Research and Development Expenses, Net
We expect our research and development expenses to remain our primary expense in
the near future as we continue to develop our product candidates. Our research
and development expenses consist primarily of clinical trials expenses,
consultant and subcontractor expenses, payroll and related expenses, lab
material expenses, share-based compensation expenses, rent and maintenance
expenses. The following table provides a breakdown of the related costs for
fiscal years 2020 and 2021 (in thousands of dollars):
Year ended June 30,
Payroll and related expenses $ 10,563 $ 8,478
Materials expenses 2,843 2,821
Clinical trials expenses 10,024 6,021
Depreciation expenses 1,252 1,453
Consultants and subcontractor expenses 2,411 1,351
Rent and maintenance expenses 1,369 1,227
Share-based compensation expenses 1,538 556
Other Research and development expenses 533 1,189
Total expenses 30,533 23,096
Less: Research and development participation grants (467 ) (1,519 )

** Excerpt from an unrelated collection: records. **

Issue #3549, opened 2025-03-08
UnicodeDecodeError in massdownloader


zhong-yy:
### Avoid duplicates

- [x] I searched existing issues

### Bug Summary

`UnicodeDecodeError` only occurs for some starttimes and endtimes.  At first, I suspect that some data files might be corrupted, and I tried to the find out those corrupted files by shrinking the time range for downloading.  Then I was surprised to find that I couldn't reproduce the error if I split the time range into two period. Thus, I think this should be a bug.

In the following example, if I set `starttime=obspy.UTCDateTime(2018, 7, 1, 0, 0, 0)` and `endtime=obspy.UTCDateTime(2022, 10, 1, 0, 0, 0)`, the `UnicodeDecodeError` will occur. However, no error is raised for the time ranges `2018-07-01 to 2020-10-01` and `2018-10-01 to 2022-10-01`

### Code to Reproduce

Research and development expenses, net
$ 30,066 $ 21,577
We invest heavily in research and development. Research and development
expenses, net, were our major operating expenses, representing 59% and 73% of
the total operating expenses for each of our fiscal years 2021 and 2020,
respectively. We expect that in the upcoming years our research and development
expenses, net, will continue to be our major operating expense.